__DESCRIPTION OF THE TASK__:
The lines below that include the word "when" are to be reported.

>>

Issue #2687, opened 2023-02-07
Need to pass only args to evaluate callback


combinesoma:
Hi Team - In the current version of the evaluate API, there is no provision to send only args to the callback, we need to pass an element along with the args param, is there any way where we can pass only arguments to the callback function?

Example: 
await evaluate( (args) => { }, options)

mzissa:
I agree with you. I faced this issue as well. The way I got around it is by passing a dummy select like this:

```
const dummyDiv = $("div");
await evaluate(dummyDiv, function (x) { });
```

PR #2777, opened 2026-04-27
fix: allow evaluate callback to receive args without selector (#2687)

NajoroRabiaza:
The issue was that when calling evaluate without a selector, there was no clean way to pass args directly to the callback. 

You had to write (element, args) => {} even if you didn't need the element at all.

The fix adds a noSelector flag that is set to true when no selector is passed. Inside evalFunc which runs in the browser context, if noSelector is true, the callback is called with just args as the first argument instead of (element, args). 

This way you can now write:
```js
await evaluate((args) => { return args[0] + args[1]; }, { args: [10, 20] })
```
The existing behavior with a selector or without args is not changed at all.

### DIFF
--- a/packages/taiko/lib/taiko.js
+++ b/packages/taiko/lib/taiko.js
@@ -2439,9 +2439,11 @@ module.exports.evaluate = async (selector, callback, options = {}) => {
   let elem;
   let _options = options;
   let _callback = callback;
+  let _noSelector = false;
   if (isFunction(selector)) {
     _options = callback || options;
     _callback = selector;
+    _noSelector = true;
     elem = (await $$xpath("//*"))[0];
   } else {
     elem = await findFirstElement(selector);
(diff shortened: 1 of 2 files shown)


zabil:
@NajoroRabiaza can you give a better use case on how this change is going to be used?

Also note this change will break the typescript definition of this function. At this point we do not want to change api's.

NajoroRabiaza:
Thanks for the feedback! I understand about the TypeScript definition concern. And a real use case would be something like injecting configuration or environment data into the page without needing a specific element, for example await evaluate((args) => { window.__config = args; }, { args: [{ env: 'test' }] }). But I understand if this is not the time to change the API.

NajoroRabiaza:
So we'll close this Pull Request ?

zabil:
Yes, sorry about that. For the sake of backward compatibility and a stable api. I would recommend closing this.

<<

__SOLUTION BELOW__:
The issue was that when calling evaluate without a selector, there was no clean way to pass args directly to the callback. 
The fix adds a noSelector flag that is set to true when no selector is passed. Inside evalFunc which runs in the browser context, if noSelector is true, the callback is called with just args as the first argument instead of (element, args). 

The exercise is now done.